I am sure that it was much more interesting and nuanced than than that. But maybe I should go and read it again to remind myself.


----------



## Dillinger4 (Mar 20, 2011)

toblerone3 said:


> Which particular aspect of it did you find uninteresting?


 
Almost all of it.

Just another apologist for imperialism.


----------



## toblerone3 (Mar 20, 2011)

Dillinger4 said:


> Almost all of it.
> 
> Just another apologist for imperialism.

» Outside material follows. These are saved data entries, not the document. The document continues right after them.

PR #1872, opened 2022-06-14
Support override MTU value used in TCP MSS clamping

### LINKED ISSUE #1858: Support option to override the MTU value used in TCP MSS clamping
Currently, when Globalnet is enabled in the cluster, to address the MTU issues, Submariner clamps the TCP MSS to a fixed value derived from the default-interface-mtu minus the tunnel-overhead. In certain environments where the MTU between the Gateway nodes is even lower, we should provide an option for the users to override this MTU value.

This can be done by adding annotations on the Gateway node or by configuring them as env' variables on the submariner-gateway pod.

yboaron:
Currently, when Globalnet is enabled in the cluster,
to address the MTU issues, Submariner clamps the TCP
MSS to a value derived from the default-interface-mtu minus
the tunnel-overhead.

This PR allows users to set MSS clamping value using
node annotation.

To force MSS clamping to a specific value it needs
to annotate the relevant node:
kubectl annotate node <node_name> submariner.io/tcp-mss-clamping=<value>

Fixes: https://github.com/submariner-io/submariner/issues/1858

### DIFF
--- a/pkg/apis/submariner.io/v1/types.go
+++ b/pkg/apis/submariner.io/v1/types.go
@@ -95,6 +95,7 @@ const (
 	PreferredServerConfig   = "preferred-server"
 	PublicIP                = "public-ip"
 	UsingLoadBalancer       = "using-loadbalancer"
+	TCPMssValue             = "submariner.io/tcp-clamp-mss"
 )
 
 // Valid PublicIP resolvers.
--- a/pkg/routeagent_driver/handlers/mtu/mtuhandler.go
+++ b/pkg/routeagent_driver/handlers/mtu/mtuhandler.go
@@ -54,9 +54,10 @@ type mtuHandler struct {
 	remoteIPSet      ipset.Named
 	localIPSet       ipset.Named
 	forceMss         forceMssSts
+	tcpMssValue      int
 }
 
-func NewMTUHandler(localClusterCidr []string, isGlobalnet bool) event.Handler {
+func NewMTUHandler(localClusterCidr []string, isGlobalnet bool, tcpMssValue int) event.Handler {
 	forceMss := notNeeded
 	if isGlobalnet {
 		forceMss = needed
@@ -65,6 +66,7 @@ func NewMTUHandler(localClusterCidr []string, isGlobalnet bool) event.Handler {
 	return &mtuHandler{
 		localClusterCidr: localClusterCidr,
 		forceMss:         forceMss,
+		tcpMssValue:      tcpMssValue,
 	}
 }
 
@@ -275,28 +277,55 @@ func (h *mtuHandler) Stop(uninstall bool) error {
 }
 
 func (h *mtuHandler) forceMssClamping(endpoint *submV1.Endpoint) error {
-	defaultHostIface, err := netlinkAPI.GetDefaultGatewayInterface()
-	if err != nil {
-		return errors.Wrapf(err, "Unable to find the default interface on host")
+	tcpMssSrc := "user"
+	tcpMssValue := h.tcpMssValue
+
+	if tcpMssValue == 0 {
+		defaultHostIface, err := netlinkAPI.GetDefaultGatewayInterface()
+		if err != nil {
+			return errors.Wrapf(err, "Unable to find the default interface on host")
+		}
+
+		overHeadSize := maxIpsecOverhead
+		if endpoint.Spec.Backend == vxlan.CableDriverName {
+			overHeadSize = vxlan.VxlanOverhead
+		}
+
+		tcpMssValue = defaultHostIface.MTU - overHeadSize
+		tcpMssSrc = "default"
 	}
 
-	overHeadSize := maxIpsecOverhead
-	if endpoint.Spec.Backend == vxlan.CableDriverName {
-		overHeadSize = vxlan.VxlanOverhead
-	}
-
-	klog.Infof("forceMssClamping to: IF_MTU(%d)-Overhead(%d)=%d",
-		defaultHostIface.MTU, overHeadSize, (defaultHostIface.MTU - overHeadSize))
-
+	klog.Infof("forceMssClamping to: %d (%s) ", tcpMssValue, tcpMssSrc)
 	ruleSpecSource := []string{
 		"-m", "set", "--match-set", constants.LocalCIDRIPSet, "src", "-m", "set", "--match-set",
 		constants.RemoteCIDRIPSet, "dst", "-p", "tcp", "-m", "tcp", "--tcp-flags", "SYN,RST", "SYN", "-j", "TCPMSS",
-		"--set-mss", strconv.Itoa(defaultHostIface.MTU - overHeadSize),
+		"--set-mss", strconv.Itoa(tcpMssValue),
 	}
 	ruleSpecDest := []string{
 		"-m", "set", "--match-set", constants.RemoteCIDRIPSet, "src", "-m", "set", "--match-set",
 		constants.LocalCIDRIPSet, "dst", "-p", "tcp", "-m", "tcp", "--tcp-flags", "SYN,RST", "SYN", "-j", "TCPMSS",
-		"--set-mss", strconv.Itoa(defaultHostIface.MTU - overHeadSize),
+		"--set-mss", strconv.Itoa(tcpMssValue),
+	}
+
+	rules, err := h.ipt.List(constants.MangleTable, constants.SmPostRoutingChain)
+	if err != nil {
+		return errors.Wrapf(err, "error listing the rules in %s chain", constants.SmPostRoutingChain)
+	}
+
+	isPresent := false
+
+	for _, rule := range rules {
+		if strings.Contains(rule, strings.Join(ruleSpecSource, " ")) || strings.Contains(rule, strings.Join(ruleSpecDest, " ")) {
+			isPresent = true
+			break
+		}
+	}
+
+	if len(rules) > 0 && !isPresent {
+		if err := h.ipt.ClearChain(constants.MangleTable, constants.SmPostRoutingChain); err != nil {
+			klog.Warningf("Error flushing iptables chain %q of %q table: %v", constants.SmPostRoutingChain,
+				constants.MangleTable, err)
+		}
 	}
 
 	if err := h.ipt.AppendUnique(constants.MangleTable, constants.SmPostRoutingChain, ruleSpecSource...); err != nil {
--- a/pkg/routeagent_driver/main.go
+++ b/pkg/routeagent_driver/main.go
@@ -22,14 +22,17 @@ import (
 	"flag"
 	"fmt"
 	"os"
+	"strconv"
 
 	"github.com/kelseyhightower/envconfig"
 	"github.com/pkg/errors"
+	v1 "github.com/submariner-io/submariner/pkg/apis/submariner.io/v1"
 	submarinerClientset "github.com/submariner-io/submariner/pkg/client/clientset/versioned"
 	cni "github.com/submariner-io/submariner/pkg/cni"
 	"github.com/submariner-io/submariner/pkg/event"
 	"github.com/submariner-io/submariner/pkg/event/controller"
 	"github.com/submariner-io/submariner/pkg/event/logger"
+	"github.com/submariner-io/submariner/pkg/node"
 	"github.com/submariner-io/submariner/pkg/routeagent_driver/cabledriver"
 	cniapi "github.com/submariner-io/submariner/pkg/routeagent_driver/cni"
 	"github.com/submariner-io/submariner/pkg/routeagent_driver/constants"
@@ -38,7 +41,6 @@ import (
 	"github.com/submariner-io/submariner/pkg/routeagent_driver/handlers/mtu"
 	"github.com/submariner-io/submariner/pkg/routeagent_driver/handlers/ovn"
 	"k8s.io/client-go/kubernetes"
-	restclient "k8s.io/client-go/rest"
 	"k8s.io/client-go/tools/clientcmd"
 	"k8s.io/klog"
 	"sigs.k8s.io/controller-runtime/pkg/manager/signals"
@@ -69,6 +71,11 @@ func main() {
 		klog.Fatalf("Error building kubeconfig: %s", err.Error())
 	}
 
+	k8sClientSet, err := kubernetes.NewForConfig(cfg)
+	if err != nil {
+		klog.Fatalf("Error building clientset: %s", err.Error())
+	}
+
 	smClientset, err := submarinerClientset.NewForConfig(cfg)
 	if err != nil {
 		klog.Fatalf("Error building submariner clientset: %s", err.Error())
@@ -87,7 +94,7 @@ func main() {
 		ovn.NewHandler(&env, smClientset),
 		cabledriver.NewXRFMCleanupHandler(),
 		cabledriver.NewVXLANCleanup(),
-		mtu.NewMTUHandler(env.ClusterCidr, len(env.GlobalCidr) != 0),
+		mtu.NewMTUHandler(env.ClusterCidr, len(env.GlobalCidr) != 0, getTCPMssValue(k8sClientSet)),
 	); err != nil {
 		klog.Fatalf("Error registering the handlers: %s", err.Error())
 	}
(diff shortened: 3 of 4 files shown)


pkg/routeagent_driver/constants/constants.go
```diff
@@ -50,6 +50,7 @@ const (
 	// the egress traffic to the corresponding CNIInterfaceIP on that host.
 	RouteAgentHostNetworkTableID = 150
 
-	NATTable    = "nat"
-	FilterTable = "filter"
+	NATTable         = "nat"
+	FilterTable      = "filter"
+	ForceMssClamping = "submariner.io/mssClamping"
```
sridhargaddam: IMO its better to declare this constant at the same place where we are declaring other constants - i.e., https://github.com/submariner-io/submariner/blob/8e8728427df87ef146fa1243008dc6e72f078b04/pkg/apis/submariner.io/v1/types.go#L92

Also, what is your opinion on the following name?
submariner.io/tcp-mss-clamping

pkg/routeagent_driver/handlers/mtu/mtuhandler.go
```diff
@@ -54,9 +54,10 @@ type mtuHandler struct {
 	remoteIPSet      ipset.Named
 	localIPSet       ipset.Named
 	forceMss         forceMssSts
+	usrForceMssVal   int
 }
 
-func NewMTUHandler(localClusterCidr []string, isGlobalnet bool) event.Handler {
+func NewMTUHandler(localClusterCidr []string, isGlobalnet bool, usrForceMssVal int) event.Handler {
```
```suggestion
func NewMTUHandler(localClusterCidr []string, isGlobalnet bool, usrForcedMssVal int) event.Handler {
```

pkg/routeagent_driver/handlers/mtu/mtuhandler.go
```diff
@@ -274,29 +276,31 @@ func (h *mtuHandler) Stop(uninstall bool) error {
...
 		"-m", "set", "--match-set", constants.LocalCIDRIPSet, "src", "-m", "set", "--match-set",
 		constants.RemoteCIDRIPSet, "dst", "-p", "tcp", "-m", "tcp", "--tcp-flags", "SYN,RST", "SYN", "-j", "TCPMSS",
-		"--set-mss", strconv.Itoa(defaultHostIface.MTU - overHeadSize),
+		"--set-mss", strconv.Itoa(usrForceMssVal),
 	}
 	ruleSpecDest := []string{
 		"-m", "set", "--match-set", constants.RemoteCIDRIPSet, "src", "-m", "set", "--match-set",
 		constants.LocalCIDRIPSet, "dst", "-p", "tcp", "-m", "tcp", "--tcp-flags", "SYN,RST", "SYN", "-j", "TCPMSS",
-		"--set-mss", strconv.Itoa(defaultHostIface.MTU - overHeadSize),
+		"--set-mss", strconv.Itoa(usrForceMssVal),
```
sridhargaddam: It is very likely that user might initially deploy Submariner, notice the problem and then want to update the tcpMss value by adding the necessary annotation on the GW node. So the code here should first delete the previous iptable rule (if present) and create a new one with the usrForcedMssValue

sridhargaddam (changes requested):
Thanks for the PR @yboaron

pkg/routeagent_driver/handlers/mtu/mtuhandler.go
yboaron: Not sure that I fully understand your comment, I assume that in case the user didn't annotate node we still want to clamp MSS to default value .
I think that latest version of PR should address your concern.

pkg/routeagent_driver/handlers/mtu/mtuhandler.go
```diff
@@ -274,29 +276,52 @@ func (h *mtuHandler) Stop(uninstall bool) error {
...
+		if endpoint.Spec.Backend == vxlan.CableDriverName {
+			overHeadSize = vxlan.VxlanOverhead
+		}
 
-	klog.Infof("forceMssClamping to: IF_MTU(%d)-Overhead(%d)=%d",
-		defaultHostIface.MTU, overHeadSize, (defaultHostIface.MTU - overHeadSize))
+		usrForceMssVal = defaultHostIface.MTU - overHeadSize
+	}
 
+	klog.Infof("forceMssClamping to: %d", usrForceMssVal)
```
sridhargaddam: Please add a log for us to know if the MSSClamp value is the default one or something that was forced by user. As we will mostly be relying on the logs while debugging any issue.

yboaron: Yeah, that's a good idea.
Done

pkg/apis/submariner.io/v1/types.go
```diff
@@ -95,6 +95,7 @@ const (
 	PreferredServerConfig   = "preferred-server"
 	PublicIP                = "public-ip"
 	UsingLoadBalancer       = "using-loadbalancer"
+	ForceTCPMssClamping     = "submariner.io/tcp-mss-clamping"
```
```suggestion
	TCPMssValue  = "submariner.io/tcp-mss-value"
```

pkg/routeagent_driver/handlers/mtu/mtuhandler.go
```diff
@@ -54,9 +54,10 @@ type mtuHandler struct {
 	remoteIPSet      ipset.Named
 	localIPSet       ipset.Named
 	forceMss         forceMssSts
+	usrForcedMssVal  int
```
tpantelis:
```suggestion
	tcpMssValue  int
```

pkg/routeagent_driver/handlers/mtu/mtuhandler.go
```diff
@@ -54,9 +54,10 @@ type mtuHandler struct {
...
 }
 
-func NewMTUHandler(localClusterCidr []string, isGlobalnet bool) event.Handler {
+func NewMTUHandler(localClusterCidr []string, isGlobalnet bool, usrForcedMssVal int) event.Handler {
```
tpantelis:
```suggestion
func NewMTUHandler(localClusterCidr []string, isGlobalnet bool, tcpMssValue int) event.Handler {
```

pkg/routeagent_driver/handlers/mtu/mtuhandler.go
```diff
@@ -274,29 +276,54 @@ func (h *mtuHandler) Stop(uninstall bool) error {
 	return nil
 }
 
-func (h *mtuHandler) forceMssClamping(endpoint *submV1.Endpoint) error {
-	defaultHostIface, err := netlinkAPI.GetDefaultGatewayInterface()
-	if err != nil {
-		return errors.Wrapf(err, "Unable to find the default interface on host")
-	}
+func (h *mtuHandler) forceMssClamping(endpoint *submV1.Endpoint, usrForceMssVal int) error {
```
tpantelis: The mss value is stored in `mtuHandler` so we don't need to pass it here.

pkg/routeagent_driver/handlers/mtu/mtuhandler.go
```diff
@@ -274,29 +276,54 @@ func (h *mtuHandler) Stop(uninstall bool) error {
...
+	mssValueSrc := "user"
+	if usrForceMssVal == 0 {
```
tpantelis:
```suggestion
        tcpMssValue := h.tcpMssValue
	if tcpMssValue == 0 {
```

pkg/apis/submariner.io/v1/types.go
sridhargaddam:
```suggestion
	ForceTCPMssClamping     = "submariner.io/tcp-clamp-mss"
```

On a second thought, "tcp-mss-clamping" seems to convey a boolean value like true/false. Shall we use "tcp-clamp-mss" as it can convey an assignment.

pkg/routeagent_driver/main.go
```diff
@@ -152,3 +155,23 @@ func annotateNode(clusterCidr []string, cfg *restclient.Config) error {
...
+		return usrForceMssVal
+	}
+
+	localNode, err := node.GetLocalNode(k8sClientSet)
+	if err != nil {
+		klog.Errorf("Error  getting information on the local node: %s", err.Error())
+		return usrForceMssVal
+	}
+
+	usrForceMssVal, _ = strconv.Atoi(localNode.GetAnnotations()[v1.ForceTCPMssClamping])
```
tpantelis: We should check and log the return error instead of ignoring it. Also `Atoi` returns an error for an empty string so handle that.

```suggestion
        tcpMssStr := localNode.GetAnnotations()[v1.TCPMssValue]
        if tcpMssStr == "" {
            return 0
        }
        
	tcpMssValue, err := strconv.Atoi(tcpMssStr)
	if err != nil {
	    klog.Errorf("Error parsing %q annotation", v1.TCPMssValue)
	}
```

pkg/routeagent_driver/main.go
```diff
@@ -152,3 +155,23 @@ func annotateNode(clusterCidr []string, cfg *restclient.Config) error {
 
 	return nil
 }
+
+func getUsrForceMssVal(cfg *restclient.Config) int {
```
```suggestion
func getTCPMssValue(cfg *restclient.Config) int {
```

pkg/routeagent_driver/main.go
```diff
@@ -152,3 +155,23 @@ func annotateNode(clusterCidr []string, cfg *restclient.Config) error {
...
+	if err != nil {
+		klog.Errorf("Error building clientset: %s", err.Error())
+		return usrForceMssVal
+	}
+
+	localNode, err := node.GetLocalNode(k8sClientSet)
+	if err != nil {
+		klog.Errorf("Error  getting information on the local node: %s", err.Error())
+		return usrForceMssVal
+	}
```
```suggestion
	k8sClientSet, err := kubernetes.NewForConfig(cfg)
	if err != nil {
		klog.Errorf("Error building clientset: %s", err.Error())
		return 0
	}

	localNode, err := node.GetLocalNode(k8sClientSet)
	if err != nil {
		klog.Errorf("Error  getting information on the local node: %s", err.Error())
		return 0
	}
```

tpantelis (changes requested):

pkg/routeagent_driver/handlers/mtu/mtuhandler.go
```diff
@@ -274,29 +276,54 @@ func (h *mtuHandler) Stop(uninstall bool) error {
...
+		if strings.Contains(rule, strings.Join(ruleSpecSource, " ")) || strings.Contains(rule, strings.Join(ruleSpecDest, " ")) {
+			isPresent = true
+			break
+		}
+	}
+
+	if !isPresent {
+		if err := h.ipt.ClearChain(constants.MangleTable, constants.SmPostRoutingChain); err != nil {
+			klog.Errorf("Error flushing iptables chain %q of %q table: %v", constants.SmPostRoutingChain,
+				constants.MangleTable, err)
```
sridhargaddam, line 327: Should we return an error here?

pkg/routeagent_driver/main.go
```diff
@@ -152,3 +155,23 @@ func annotateNode(clusterCidr []string, cfg *restclient.Config) error {
 
 	return nil
 }
+
+func getUsrForceMssVal(cfg *restclient.Config) int {
+	usrForceMssVal := 0
+
+	k8sClientSet, err := kubernetes.NewForConfig(cfg)
```
sridhargaddam: I think we can directly pass the k8sClientSet as an argument to this API instead of constructing it again here. 
i.e., in the caller of this API, please create the k8sClientSet and use it both for this API as well as for annotateNode() methods.

pkg/routeagent_driver/main.go
sridhargaddam: Since this is an user input, we should validate if there is any error in this conversion.

pkg/routeagent_driver/main.go
```diff
@@ -152,3 +155,23 @@ func annotateNode(clusterCidr []string, cfg *restclient.Config) error {
...
+	if err != nil {
+		klog.Errorf("Error building clientset: %s", err.Error())
+		return usrForceMssVal
+	}
+
+	localNode, err := node.GetLocalNode(k8sClientSet)
+	if err != nil {
+		klog.Errorf("Error  getting information on the local node: %s", err.Error())
```
sridhargaddam:
```suggestion
		klog.Errorf("Error getting information on the local node: %s", err.Error())
```

sridhargaddam (changes requested):

pkg/apis/submariner.io/v1/types.go
sridhargaddam: I'm fine with this. We can even use "submariner.io/tcp-mss-clamp-value"

tpantelis: yeah - "TCP mss clamping" describes the action  - this represents the value.

pkg/routeagent_driver/main.go
yboaron: 10x

pkg/routeagent_driver/main.go
yboaron: Yeah, good point

pkg/routeagent_driver/handlers/mtu/mtuhandler.go
yboaron: Hmm, maybe we can log warning or something like that and create the new iptables rules

pkg/apis/submariner.io/v1/types.go
yboaron: I'm not good at choosing names :-( , let's use 'tcp-clamp-mss' as u proposed

pkg/routeagent_driver/handlers/mtu/mtuhandler.go
yboaron: Good point, I'll take care of that.
10x

pkg/routeagent_driver/handlers/mtu/mtuhandler.go
sridhargaddam: Ack, warning should be fine. We should also add a check to see that there are indeed some rules in the chain otherwise this warning will be displayed on a fresh setup as well. 

i.e., if !isPresent && len(rules) > 0

pkg/routeagent_driver/main.go
```diff
@@ -134,21 +141,39 @@ func init() {
...
+	err := cniapi.AnnotateNodeWithCNIInterfaceIP(nodeName, k8sClientSet, clusterCidr)
 	if err != nil {
 		return errors.Wrap(err, "error annotating node with CNI interface IP")
 	}
 
 	return nil
 }
+
+func getTCPMssValue(k8sClientSet *kubernetes.Clientset) int {
+	usrForceMssVal := 0
```
sridhargaddam: This is used only in line 164 but not in Line 170. We can either remove it all-together or keep it consistent.

pkg/routeagent_driver/main.go
```diff
@@ -134,21 +141,39 @@ func init() {
...
+
+	tcpMssStr := localNode.GetAnnotations()[v1.TCPMssValue]
+
+	if tcpMssStr == "" {
+		return 0
+	}
+
+	tcpMssValue, err := strconv.Atoi(tcpMssStr)
+	if err != nil {
+		klog.Errorf("Error parsing %q annotation", v1.TCPMssValue)
```
sridhargaddam, line 173: If there is an error, we are still returning the tcpMssValue in Line178. I think strconv.Atoi in such cases might return 0 for tcpMssValue, but it could be misleading for anyone looking at the code. Please fix it.

sridhargaddam (changes requested):

pkg/routeagent_driver/main.go
tpantelis: We should remove it.

tpantelis (changes requested):

pkg/routeagent_driver/handlers/mtu/mtuhandler.go
yboaron: Done

tpantelis (approved):

sridhargaddam (approved):

sridhargaddam:
@yboaron @skitt IMO we should allow user to override the MTU if required. I feel we should backport this PR to both release-0.13 and release-0.12 branches. What are your thoughts?

yboaron:
> @yboaron @skitt IMO we should allow user to override the MTU if required. I feel we should backport this PR to both release-0.13 and release-0.12 branches. What are your thoughts?

We have this PR in 0.13 , we didn't backport it to 0.12.
Hmm, we can backport it to 0.12 though I'm not sure how critical is this fix .
If we plan to release 0.12.3 we can backport it.

sridhargaddam:
> We have this PR in 0.13 , we didn't backport it to 0.12. Hmm, we can backport it to 0.12 though I'm not sure how critical is this fix . If we plan to release 0.12.3 we can backport it.

Since we are hardcoding the MTU, having an option to override (if necessary) is always helpful if users run into issues (or want to use a more optimal MTU). We can backport it to release-0.12 branch and it will be included in the next 0.12.3 whenever we make a release.

yboaron:
> > We have this PR in 0.13 , we didn't backport it to 0.12. Hmm, we can backport it to 0.12 though I'm not sure how critical is this fix . If we plan to release 0.12.3 we can backport it.
> 
> Since we are hardcoding the MTU, having an option to override (if necessary) is always helpful if users run into issues (or want to use a more optimal MTU). We can backport it to release-0.12 branch and it will be included in the next 0.12.3 whenever we make a release.

OK then , let's backport it for 0.12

Wasn't there a large section of the book in which he said the complete opposite of this that he wasn't just another apologist for imperialism and that he was shedding new light on the issue.


----------



## Dillinger4 (Mar 20, 2011)

toblerone3 said:


> Wasn't there a large section of the book in which he said the complete opposite of this that he wasn't just another apologist for imperialism and that he was shedding new light on the issue.


 
No.


----------



## toblerone3 (Mar 20, 2011)

Dillinger4 said:


> No.



Oh


----------



## Proper Tidy (Mar 20, 2011)

No, there was a bit when he slammed the 'revisionism' of historians who pointed out the empire was pretty fucking grim, before telling us how great it was, ungrateful bloody Indians, iirc.


----------



## London_Calling (Mar 21, 2011)

I watched last night until he claimed the American colonies enjoyed "almost universal sufferage" from the point when men were entitled to vote if they owned land.

It might be me but is he trying to lose his Scottish accent?


----------



## likesfish (Mar 21, 2011)

tbf  he did later point out that universal sufferage only counted if you were white and how "slavery" was the  orginal sin which blighted race relations for the next 200 years


----------



## butchersapron (Mar 21, 2011)

I think you've missed the point - "were entitled to vote if they owned land.".


----------



## Rock Bottom (Mar 29, 2011)

I am slightly surprised at the lack of reaction to something Niall Ferguson said in a throwaway comment during last night's show:

(paraphrasing slightly)

"100 years ago, racism (eugenics) wasn't some backwards looking reactionary ideology, it was the state of the art, and people then believed in it so readily as people today buy the theory of man-made climate change".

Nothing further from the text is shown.